1. Fit `f` to your `x` and `y` data (i.e. find appropriate `p`), then find the inverse `g : y, p -> x` and use those `p` to find `x_n` given `y_n`,
2. Find `g`, then fit it to your `y` and `x` data to find `x_n` given `y_n`, or
3. Fit `f` to your `x` and `y` data, then use some numerical solving method to find `x_n` given `y_n`

The two former methods should be roughly equivalent, and in my opinion superior to the last one as long as `f` is (easilly) invertible (always do analytics as far as you can, involving numerics only at the last step). I think I would go with option 1, because it’s more immediately intuitive.

I used symbolab to find the inverse function of the logistic and followed option 1:

``````julia> model = true_logistic(x, p) = p ./ (1 .+ exp.(-p.*(x.-p))) # set regression
true_logistic (generic function with 1 method)
julia> inverse_logistic(x, p) = ( p .* p .* exp.(-p .* (x .- p)) ) ./ ( (1 .+ exp.(-p .* (x .- p))^2 )
inverse_logistic (generic function with 1 method)
julia> fit = curve_fit(model, x, y, par)
LsqFit.LsqFitResult{Vector{Float64}, Vector{Float64}, Matrix{Float64}, Vector{Float64}}([2.1647983679173873e6, 0.7211511621759724, 13.214716462754794], [57.26888702184834, 65.57394242932473, 97.69294768592027, 169.4743733818491, 308.55542081798865, 593.6144246584468, 1148.52487052776, 2116.5614422187937, 3246.5892025041103, 2642.0985198940616  …  2621.5980348929297, 1631.373413761612, 194.25900849187747, -341.1922586141154, -480.2387717682868, -499.5315029202029, -501.42603116389364, -500.9472773480229, -502.1486880327575, -490.7844598405063], [7.264828417848866e-5 -2078.1127703397933 -113.40640133348667; 8.51168462811274e-5 -2394.275920789786 -132.86858696614163; … ; 1.0000000000034532 7.689947814299762e-5 0.0; 1.0000000000034532 0.0 0.0], true, Float64[])
julia> P = fit.param
3-element Vector{Float64}:
2.1647983679173873e6
0.7211511621759724
13.214716462754794
julia> fit_x = inverse_logistic(Xp, P)
0.0
``````

but the expected value should be a bit more than 11…
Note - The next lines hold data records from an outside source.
Issue #2837, opened 2025-07-07
Mobile UI: search (drawer)


tgladilina:
- Chakra component - [drawer](https://chakra-ui.com/docs/components/drawer)
- Min mobile width - 360px

- [ ]  Move search field to magnifying glass icon (on all pages except the main one).  [FIGMA](https://www.figma.com/design/OjqHcLt95E6kq5ElO79EKT/%F0%9F%93%B1-Blockscout-mobile-version?node-id=1-37475&t=hrZLLs5YaquSyZYo-4)

![Image](https://github.com/user-attachments/assets/aa886ee1-46d2-4543-93a7-fffe215279a5)
![Image](https://github.com/user-attachments/assets/1111bc7d-3ef7-44ff-9f34-24cbc9c214fe)

- [ ]  Clicking on the search icon (header) or search input (on the main page) opens a drawer (fix hight) = 75% of the screen. [FIGMA ](https://www.figma.com/design/ErLH8qySSkpprB87H0onWw/Blockscout_Pages?node-id=27521-157710&t=KnkiutNt3vnhWsQu-4)

- [ ]  change tabs text (ONLY MOBILE version): 
Tokens (ERC-20) > Tokens
NFTs (ERC-721 & 1155) > NFTs 

![Image](https://github.com/user-attachments/assets/dcac0fd0-b639-4517-bcda-a21cf6ae249b)

isstuev:
also I'm not changing the design of the search items here. Only the results list's layout. If needed, we can change items later but I will need mockups for all categories and different cases.

PR #2855, opened 2025-07-14
Mobile UI: search (drawer)

isstuev:

resolves https://github.com/blockscout/frontend/issues/2837

## Checklist for PR author


toolkit/theme/foundations/semanticTokens.ts
```diff
@@ -256,7 +256,7 @@ const semanticTokens: ThemingConfig['semanticTokens'] = {
         error: { value: '{colors.text.error}' },
       },
       bg: {
-        DEFAULT: { value: { _light: '{colors.white}', _dark: '{colors.black}' } },
+        DEFAULT: { value: 'transparent' },
```
tom2drum: It should not be transparent; otherwise, the input background will be incorrect if there are underlying elements with a custom background. If the input is rendered in a dialog, it is better to pass the background color as a prop to it (see the example [here](https://github.com/blockscout/frontend/blob/bb50fc6daebbd43484bcf28018415f8023faec49/ui/apiKey/ApiKeyModal/ApiKeyForm.tsx#L111)).

https://www.dropbox.com/scl/fi/rty05j7ii46i2lpjhhyn2/loating_label.png?rlkey=namvqrzif4or8rqb2mbx3szpd&dl=0

toolkit/chakra/input-group.tsx
```diff
@@ -31,33 +31,68 @@ export const InputGroup = React.forwardRef<HTMLDivElement, InputGroupProps>(
...
 
+    React.useEffect(() => {
+      if (!groupRef.current) return;
+
+      const intersectionObserver = new IntersectionObserver(
+        (entries) => {
+          const entry = entries[0];
+          if (entry && entry.isIntersecting) {
+            // Small delay to ensure rendering is complete
+            setTimeout(calculateInlinePaddings, 50);
```
tom2drum: I think this timeout should be cleared when component unmounts from the DOM.

toolkit/theme/recipes/drawer.recipe.ts
```diff
@@ -73,8 +73,9 @@ export const recipe = defineSlotRecipe({
       pb: '4',
     },
     title: {
-      textStyle: 'lg',
-      fontWeight: 'semibold',
+      textStyle: 'heading.md',
+      lineHeight: '32px',
```
tom2drum: I believe the line height should remain at the default value, but the minimum height for the header should be set. Additionally, there is no need to define the font weight here, as it is already specified in the typography settings.

ui/shared/layout/LayoutApp.tsx
```diff
@@ -20,7 +20,7 @@ const LayoutDefault = ({ children }: Props) => {
         flexDirection="column"
       >
         <Layout.TopRow/>
-        <HeaderMobile hideSearchBar/>
+        <HeaderMobile/>
```
tom2drum, line 23: The position of action bar on app page is not correct.

https://www.dropbox.com/scl/fi/dtinusjhndzevldh7n8g3/Screenshot-2025-08-01-at-1.50.10-PM.png?rlkey=rk1vyathjgf7b8p77o6i3pf7u&dl=0

tom2drum: It appears that the issue affects all pages.

ui/snippets/searchBar/SearchBarSuggest/SearchBarSuggest.tsx
```diff
@@ -151,71 +167,71 @@ const SearchBarSuggest = ({ query, searchTerm, onItemClick, containerId }: Props
...
+            size="sm"
+            pb={ 5 }
+            overflowX="hidden"
+            minH="52px"
+            h="52px"
+            listProps={{
+              overflowX: 'auto',
+              mb: 0,
+              mt: 0,
+              background: { _light: 'white', _dark: 'gray.900' },
```
tom2drum:
```suggestion
              background: 'dialog.bg',
```

ui/snippets/searchBar/SearchBarSuggest/SearchBarSuggest.tsx
```diff
@@ -151,71 +167,71 @@ const SearchBarSuggest = ({ query, searchTerm, onItemClick, containerId }: Props
...
-                    key={ cat.id }
-                    value={ cat.id }
-                  >
-                    { cat.title }
-                  </TabsTrigger>
-                )) }
-              </TabsList>
-            </TabsRoot>
-          </Box>
+          <AdaptiveTabs
```
tom2drum, line 181: I am unsure whether implementing this functionality with the Tabs component is a good idea. Could it simply be `AdaptiveTabsList` if there is no TabContent? Should it adapt at all? According to the mock-ups, the list should be scrollable on mobile, and on desktop, there aren't enough search categories to justify hiding anything under the cut.

ui/snippets/searchBar/SearchBarSuggest/SearchBarSuggest.tsx
```diff
@@ -121,13 +121,29 @@ const SearchBarSuggest = ({ query, searchTerm, onItemClick, containerId }: Props
...
+    return searchCategories.filter(cat => itemsGroups[cat.id]).map(cat => ({
+      id: cat.id,
+      value: cat.id,
+      title: isMobile ? cat.tabTitle : cat.title,
+      component: null,
+    }));
+  }, [ itemsGroups, isMobile ]);
 
   const content = (() => {
     if (query.isPending || marketplaceApps.isPlaceholderData) {
```
tom2drum: Due to changes in the layout, loader now have the full width. But I guess it should be restricted to the maximum of 250px or so.

ui/snippets/searchBar/SearchBarMobile.pw.tsx
```diff
@@ -0,0 +1,313 @@
...
+  await mockTextAd();
+  await mockAssetResponse(searchMock.token1.icon_url as string, './playwright/mocks/image_s.jpg');
+  await mockEnvs([
+    [ 'NEXT_PUBLIC_MARKETPLACE_ENABLED', 'false' ],
+  ]);
+});
+
+test.use({ viewport: devices['iPhone 13 Pro'].viewport });
+
+test('search by token name +@dark-mode', async({ render, page, mockApiResponse }) => {
```
tom2drum, line 43: I believe we don't need to test for dark mode in all mobile component test suites, as the colors are essentially the same as those for the desktop component.

ui/snippets/searchBar/SearchBarInput.tsx
```diff
@@ -17,52 +15,34 @@ interface Props extends Omit<HTMLChakraProps<'form'>, 'onChange'> {
...
+    if (!readOnly) {
+      onChange(event.target.value);
+    }
+  }, [ onChange, readOnly ]);
 
-  React.useEffect(() => {
-    if (!isMobile) {
+  const handleFocus = React.useCallback((event: FocusEvent<HTMLInputElement>) => {
+    if (readOnly) {
+      event.target.blur();
```
tom2drum: It's a bit confusing to read. Why should the focus event handler trigger the blur event on the target?

ui/snippets/searchBar/SearchBarInput.tsx
```diff
@@ -133,36 +111,33 @@ const SearchBarInput = (
...
+          onFocus={ handleFocus }
+          border={ isHeroBanner ? 'none' : '2px solid' }
+          borderColor="input.border"
           color={{ _light: 'black', _dark: 'white' }}
+          backgroundColor="input.bg"
+          _placeholder={{
+            textOverflow: 'ellipsis',
+            overflow: 'hidden',
+            whiteSpace: 'nowrap',
+          }}
```
tom2drum: Is the truncation of the placeholder already implemented in `input.recipe.ts`?

ui/snippets/searchBar/SearchBarInput.tsx
```diff
@@ -133,36 +111,33 @@ const SearchBarInput = (
...
+          size={{ base: isHeroBanner ? 'md' : 'sm', lg: 'md' }}
+          placeholder="Search by address / txn hash / block / token..."
           value={ value }
           onChange={ handleChange }
-          onFocus={ onFocus }
-          border={ isHomepage ? 'none' : '2px solid' }
-          borderColor={{ _light: 'blackAlpha.100', _dark: 'whiteAlpha.200' }}
+          onFocus={ handleFocus }
+          border={ isHeroBanner ? 'none' : '2px solid' }
+          borderColor="input.border"
```
tom2drum: I think this property is not necessary.

ui/snippets/searchBar/SearchBarInput.tsx
```diff
@@ -133,36 +111,33 @@ const SearchBarInput = (
...
           color={{ _light: 'black', _dark: 'white' }}
+          backgroundColor="input.bg"
+          _placeholder={{
+            textOverflow: 'ellipsis',
+            overflow: 'hidden',
+            whiteSpace: 'nowrap',
+          }}
           _hover={{ borderColor: 'input.border.hover' }}
           _focusWithin={{ _placeholder: { color: 'gray.300' }, borderColor: 'input.border.focus', _hover: { borderColor: 'input.border.focus' } }}
```
tom2drum, line 141: This can be safely deleted now, since in the default state input has its default border color.

ui/snippets/searchBar/SearchBarRecentKeywords.tsx
```diff
@@ -42,53 +43,55 @@ const SearchBarSuggest = ({ onClick, onClear }: Props) => {
...
+            flexGrow={ 1 }
+          >
+            { kw.startsWith('0x') ? (
+              <Box overflow="hidden" whiteSpace="nowrap">
+                <HashStringShortenDynamic hash={ kw } noTooltip/>
+              </Box>
+            ) :
+              <Text overflow="hidden" whiteSpace="nowrap" textOverflow="ellipsis">{ kw }</Text>
+            }
+            <ClearButton onClick={ removeKeyword(kw) } color={{ _light: 'gray.300', _dark: 'gray.600' }}/>
```
tom2drum, line 90: As discussed with designer, the color should be updated for all ClearButtons.

ui/snippets/searchBar/SearchBarInput.tsx
```diff
@@ -111,7 +89,7 @@ const SearchBarInput = (
 
   const endElement = (
     <>
-      <ClearButton onClick={ onClear } visible={ value.length > 0 } mx={ 2 }/>
+      <ClearButton onClick={ onClear } visible={ Boolean(value?.length) } mx={ 2 } color="input.placeholder"/>
```
tom2drum, line 94: As discussed with designer, the color should be updated for all ClearButtons.

ui/snippets/searchBar/SearchBarMobile.pw.tsx
```diff
@@ -0,0 +1,313 @@
...
+test('search by contract name +@dark-mode', async({ render, page, mockApiResponse }) => {
+  const apiUrl = await mockApiResponse('general:quick_search', [
+    searchMock.contract1,
+    searchMock.contract2,
+    searchMock.address2,
+  ], { queryParams: { q: 'o' } });
+
+  await render(<SearchBarMobile/>);
+  await openSearchDrawer(page);
+  await page.getByPlaceholder(/search/i).fill('o');
```
tom2drum: Should other occurrences of `page.getByPlaceholder(/search/i)` be replaced with the `getSearchInput()` function, similar to how it is done for the homepage test?

```suggestion
  await getSearchInput(page).fill('o');
```

ui/snippets/searchBar/SearchBarMobile.tsx
```diff
@@ -0,0 +1,151 @@
...
+import SearchBarSuggest from './SearchBarSuggest/SearchBarSuggest';
+import useQuickSearchQuery from './useQuickSearchQuery';
+
+type Props = {
+  isHeroBanner?: boolean;
+};
+
+const SearchBarMobile = ({ isHeroBanner }: Props) => {
+  const inputRef = React.useRef<HTMLFormElement>(null);
+  const voidFn = React.useCallback(() => {}, []);
```
tom2drum: It can be replaced with the `noop` function from `es-toolkit`.

ui/snippets/searchBar/SearchBarMobile.tsx
```diff
@@ -0,0 +1,151 @@
...
+  let trigger: React.ReactNode | null = null;
+  if (isHeroBanner) {
+    trigger = (
+      <SearchBarInput
+        onChange={ voidFn }
+        onSubmit={ voidFn }
+        onFocus={ voidFn }
+        onHide={ voidFn }
+        onBlur={ voidFn }
+        onClear={ voidFn }
```
tom2drum: As for me, it will be simpler to have a transparent overlay over the input, so clicking on it will trigger the opening of the drawer. So none of the adjustments to the SearchBarInput component will not be necessary.

ui/snippets/searchBar/SearchBarMobile.tsx
```diff
@@ -0,0 +1,151 @@
...
+          <DrawerCloseTrigger/>
+        </DrawerHeader>
+        <DrawerBody overflow="hidden" display="flex" flexDirection="column">
+          <SearchBarInput
+            ref={ inputRef }
+            onChange={ handleSearchTermChange }
+            onSubmit={ voidFn }
+            onFocus={ voidFn }
+            onHide={ voidFn }
+            onBlur={ voidFn }
```
tom2drum: If we don't need these handlers in some scenarios, it might be better to make those props optional.

ui/snippets/searchBar/SearchBarMobile.tsx
```diff
@@ -0,0 +1,151 @@
...
+            onClear={ handleClear }
+            onFormClick={ onTriggerClick }
+            value={ searchTerm }
+            mt={ -5 }
```
tom2drum: Can we redefine the top padding of the drawer body instead of applying a negative margin here?

ui/snippets/searchBar/SearchBarMobile.tsx
```diff
@@ -0,0 +1,151 @@
...
+              searchTerm={ debouncedSearchTerm }
+              onItemClick={ handleItemClick }
+            />
+          ) }
+        </DrawerBody>
+        { (query.data && query.data?.length > 0) && (
+          <DrawerFooter
+            borderTop="1px solid"
+            borderColor="border.divider"
+            bg="background.primary"
```
tom2drum: What is the reason for changing the background here? It seems we don't have that token at the moment.

ui/pages/SearchResults.pw.tsx
```diff
@@ -9,8 +9,42 @@ import { test, expect } from 'playwright/lib';
...
-  await page.evaluate(() => window.scrollTo(0, document.body.scrollHeight));
+  // Scroll to top and ensure we stay there
   await page.evaluate(() => window.scrollTo(0, 0));
+
+  // Wait for sticky headers to be in their default (hidden) state
+  // Check for ActionBar - it should not be visible when at top
+  await page.waitForFunction(() => {
+    const actionBar = document.querySelector('[data-testid="action-bar"]') ||
+                     document.querySelector('[class*="ActionBar"]') ||
+                     document.querySelector('[class*="action-bar"]');
```
tom2drum: Is this code correct? I cannot find any occurrences of the ActionBar class name or the action-bar test ID.

ui/pages/SearchResults.pw.tsx
```diff
@@ -9,8 +9,42 @@ import { test, expect } from 'playwright/lib';
...
+      const rect = actionBar.getBoundingClientRect();
+      // ActionBar should be in its default position (not sticky) when at top
+      return rect.top > 0;
+    }
+    return true; // If no ActionBar found, consider it "hidden"
+  }, { timeout: 500 });
+
+  // Check for TableHeaderSticky - it should not be stuck when at top
+  await page.waitForFunction(() => {
+    const stickyHeaders = document.querySelectorAll('[class*="TableHeaderSticky"]');
```
tom2drum: Same comment here.
And not all table headers are stuck at the top of the page.

ui/snippets/searchBar/SearchBarMobile.pw.tsx
isstuev: not 100% same. input bg for example :)

toolkit/theme/foundations/semanticTokens.ts
isstuev: I think in general input should have the same background as the underlying element, and if not, it can be changed by a prop. because now we have (afaik) only one case when we need background to not be transparent and it's hero banner. So in general I want to be sure that input bg is same as underlying bg without any additional styling.

agree that field label styles should be changed accordingly.

tom2drum: > it's hero banner

It is not true.
The designer thinks differently. In main scenarios it has the color of the page body. The only exceptions are dialogs.

image
image

ui/snippets/searchBar/SearchBarMobile.pw.tsx
tom2drum: Okay, but I think we only need to test it in one test suite. That should be enough.

toolkit/theme/foundations/semanticTokens.ts
isstuev: The designer told me the opposite :))

isstuev: will be resolved in a separate pr

toolkit/theme/recipes/drawer.recipe.ts
isstuev: if I remove font weight property, the title gets 600 (semibold), and I can't find the cause of that problem

ui/snippets/searchBar/SearchBarSuggest/SearchBarSuggest.tsx
isstuev: list of categories may change and width of the suggest is not fixed, so theoretically cut is possible here.

ui/snippets/searchBar/SearchBarInput.tsx
isstuev: I see that it works incorrect without this style

ui/snippets/searchBar/SearchBarSuggest/SearchBarSuggest.tsx
isstuev: AdaptiveTabs has cut logics I want to keep, so I think it's ok to use AdaptiveTabs

ui/snippets/searchBar/SearchBarInput.tsx
isstuev: no it shouldn't 
and if somehow it should, we will implement it in a separate task 
image

ui/snippets/searchBar/SearchBarSuggest/SearchBarSuggest.tsx
isstuev: doesn't work this way

tom2drum: yep, it sould be `bgColor` prop

`bgColor: 'dialog.bg'`

ui/snippets/searchBar/SearchBarInput.tsx
tom2drum: This button primarily appears in input fields and should, by default, match the color of the input placeholder. Nevertheless, this property is unnecessary since all starting and ending elements of the input have the default color of the placeholder. For the ClearButton related to the recent keyword item, we can use the same color token instead of defining a custom color.

ui/snippets/searchBar/SearchBarMobile.pw.tsx
```diff
@@ -0,0 +1,313 @@
...
+  await expect(page).toHaveScreenshot({ clip: { x: 0, y: 0, width: 1200, height: 700 } });
+});
+
+test('search by tag', async({ render, page, mockApiResponse }) => {
+  const apiUrl = await mockApiResponse('general:quick_search', [
+    searchMock.label1,
+  ], { queryParams: { q: 'o' } });
+  await render(<SearchBarMobile/>);
+  await openSearchDrawer(page);
+  await page.getByPlaceholder(/search/i).fill('o');
```
tom2drum:
```suggestion
  await getSearchInput(page).fill('o');
```

ui/snippets/searchBar/SearchBarMobile.tsx
```diff
@@ -0,0 +1,162 @@
...
+          style={{
+            position: 'absolute',
+            top: 0,
+            left: 0,
+            right: 0,
+            bottom: 0,
+            zIndex: 1,
+            backgroundColor: 'transparent',
+            cursor: 'pointer',
+          }}
```
tom2drum: Is there a reason for using the inline styles here and above?

ui/snippets/searchBar/SearchBarMobile.tsx
```diff
@@ -0,0 +1,162 @@
...
+    event.stopPropagation();
+    onTriggerClick(event);
+  }, [ onTriggerClick ]);
+
+  let trigger: React.ReactNode | null = null;
+  if (isHeroBanner) {
+    trigger = (
+      <div style={{ position: 'relative', width: '100%' }}>
+        <SearchBarInput
+          onFormClick={ onTriggerClick }
```
tom2drum: Is this prop still necessary if the drawer opens by clicking on the overlay?

ui/snippets/searchBar/SearchBarMobile.tsx
```diff
@@ -0,0 +1,162 @@
...
+        <DrawerHeader>
+          <DrawerTitle>Search</DrawerTitle>
+          <DrawerCloseTrigger/>
+        </DrawerHeader>
+        <DrawerBody overflow="hidden" display="flex" flexDirection="column">
+          <SearchBarInput
+            ref={ inputRef }
+            onChange={ handleSearchTermChange }
+            onClear={ handleClear }
+            onFormClick={ onTriggerClick }
```
tom2drum: Is this prop still necessary if the drawer opens by clicking on the overlay?

ui/snippets/searchBar/SearchBarInput.tsx
tom2drum: I've created a separate task - https://github.com/blockscout/frontend/issues/3012 - since the color of clear button and the end input element now should be different.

Just as a sanity check, try

``````plot(x,y;st=:scatter)
plot!(x,true_logistic.(x,Ref(P)))
plot!(inverse_logistic.(y,Ref(P)),y)
``````

These should all look about the same. Without looking too close into your inverse function, it looks a bit strange that `p` is in the numerator of both functions, I would expect it to be in the delimiter for the inverse function (I.e. if the “amplitude” of `f` is large, the “amplitude” of `f^{-1}` should be small).
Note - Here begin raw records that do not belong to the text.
PR #2916, opened 2025-07-30
Support new API for dapp ratings

maxaleks:

Resolves https://github.com/blockscout/frontend/issues/2619

Removed envs:
```
NEXT_PUBLIC_MARKETPLACE_RATING_AIRTABLE_API_KEY
NEXT_PUBLIC_MARKETPLACE_RATING_AIRTABLE_BASE_ID
```

## Checklist for PR author

### DIFF
--- a/deploy/tools/envs-validator/schema.ts
+++ b/deploy/tools/envs-validator/schema.ts
@@ -18,7 +18,7 @@ import type { DeFiDropdownItem } from '../../../types/client/deFiDropdown';
 import type { GasRefuelProviderConfig } from '../../../types/client/gasRefuelProviderConfig';
 import { GAS_UNITS } from '../../../types/client/gasTracker';
 import type { GasUnit } from '../../../types/client/gasTracker';
-import type { MarketplaceApp } from '../../../types/client/marketplace';
+import type { MarketplaceAppBase, MarketplaceAppSocialInfo } from '../../../types/client/marketplace';
 import type { MultichainProviderConfig } from '../../../types/client/multichainProviderConfig';
 import type { ApiDocsTabId } from '../../../types/views/apiDocs';
 import { API_DOCS_TABS } from '../../../types/views/apiDocs';
@@ -80,7 +80,7 @@ const getYupValidationErrorMessage = (error: unknown) =>
     error.errors.join(', ') :
     '';
 
-const marketplaceAppSchema: yup.ObjectSchema<MarketplaceApp> = yup
+const marketplaceAppSchema: yup.ObjectSchema<MarketplaceAppBase & MarketplaceAppSocialInfo> = yup
   .object({
     id: yup.string().required(),
     external: yup.boolean(),
@@ -103,9 +103,6 @@ const marketplaceAppSchema: yup.ObjectSchema<MarketplaceApp> = yup
     discord: yup.string().test(urlTest),
     internalWallet: yup.boolean(),
     priority: yup.number(),
-    rating: yup.number(),
-    ratingsTotalCount: yup.number(),
-    userRating: yup.number(),
   });
 
 const marketplaceSchema = yup
--- a/types/client/marketplace.ts
+++ b/types/client/marketplace.ts
@@ -1,4 +1,4 @@
-type MarketplaceAppBase = {
+export type MarketplaceAppBase = {
   id: string;
   author: string;
   site?: string;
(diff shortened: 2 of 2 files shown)


deploy/tools/envs-validator/schema.ts
```diff
@@ -103,6 +103,9 @@ const marketplaceAppSchema: yup.ObjectSchema<MarketplaceAppOverview> = yup
     discord: yup.string().test(urlTest),
     internalWallet: yup.boolean(),
     priority: yup.number(),
+    rating: yup.number(),
```
tom2drum: If the schema changes, should we also add these properties to the documentation?

tom2drum: Not sure if `userRating` make sense though.

ui/showcases/Rating.tsx
```diff
@@ -11,15 +11,15 @@ const RatingShowcase = () => {
         <SectionHeader>Size</SectionHeader>
         <SamplesStack>
           <Sample label="size: md">
-            <Rating defaultValue={ 3 } label={ [ 'Very bad', 'Bad', 'Average', 'Good', 'Excellent' ] }/>
+            <Rating value={ 3 } label={ [ 'Very bad', 'Bad', 'Average', 'Good', 'Excellent' ] }/>
```
tom2drum: What was the reason of these changes?

toolkit/chakra/rating.tsx
```diff
@@ -7,15 +7,15 @@ import StarOutlineIcon from 'icons/star_outline.svg';
...
   onValueChange?: ({ value }: { value: number }) => void;
   readOnly?: boolean;
 }
 
 export const Rating = React.forwardRef<HTMLDivElement, RatingProps>(
   function Rating(props, ref) {
-    const { count = 5, label: labelProp, defaultValue, onValueChange, readOnly, ...rest } = props;
-    const store = useRatingGroup({ count, defaultValue, onValueChange, readOnly });
+    const { count = 5, label: labelProp, value, onValueChange, readOnly, ...rest } = props;
+    const store = useRatingGroup({ count, value, onValueChange, readOnly });
```
tom2drum:
```suggestion
    const { count = 5, label: labelProp, defaultValue, value, onValueChange, readOnly, ...rest } = props;
    const store = useRatingGroup({ count, defaultValue, value, onValueChange, readOnly });
```

ui/marketplace/Rating/Rating.tsx
```diff
@@ -49,28 +45,25 @@ const MarketplaceRating = ({
     >
       { fullView && (
         <>
-          <Rating defaultValue={ Math.floor(rating?.value || 0) } readOnly key={ rating?.value }/>
-          <Text fontSize="md" ml={ 2 }>{ rating?.value }</Text>
-          { rating?.count && <Text color="text.secondary" textStyle="md" ml={ 1 }>({ rating?.count })</Text> }
+          <Rating value={ Math.floor(rating || 0) } readOnly key={ rating }/>
```
tom2drum: If now the value is passed (not default value), I guess there is no need for key here.

ui/pages/MarketplaceApp.tsx
```diff
@@ -131,7 +133,12 @@ const MarketplaceApp = () => {
     },
     enabled: feature.isEnabled,
   });
-  const { data, isPending } = query;
+  const { data, isPending, refetch } = query;
+
+  React.useEffect(() => {
+    refetch();
+  }, [ profileQuery.data, refetch ]);
```
tom2drum: It may not be a good idea to refetch every time the profile data changes. If we want to trigger a refetch only when the user logs in, it would be better to use a boolean flag as a dependency for the hook.

ui/marketplace/useMarketplaceApps.tsx
```diff
@@ -93,15 +94,18 @@ export default function useMarketplaceApps(
     enabled: feature.isEnabled && Boolean(snapshotFavoriteApps),
   });
 
+  React.useEffect(() => {
```
tom2drum, line 94: I notice in the developer console that the request is sent twice when I open the page. Probably, the usage of the `useUpdateEffect` hook here can fix this behavior.
The same comment about deps here.

tom2drum (commented):
Looks good, only minor comments about code. 👍

deploy/tools/envs-validator/schema.ts
maxaleks: I don't think so, because the ratings only work with API

tom2drum (approved):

Having looked a bit closer at your function, i.e. manually solving `y = a/(1+exp(-b(x-c)))` for `x`, the inverse function should be

``````g(y,p) = p - log(p/y - 1)/p
``````

No idea what the inverse calculator was doing.

1 Like

interesting! I used the formula given by Wikipedia: and I changed L=a, k=b, x₀=c, thus: I’ll try your inverse, thank you!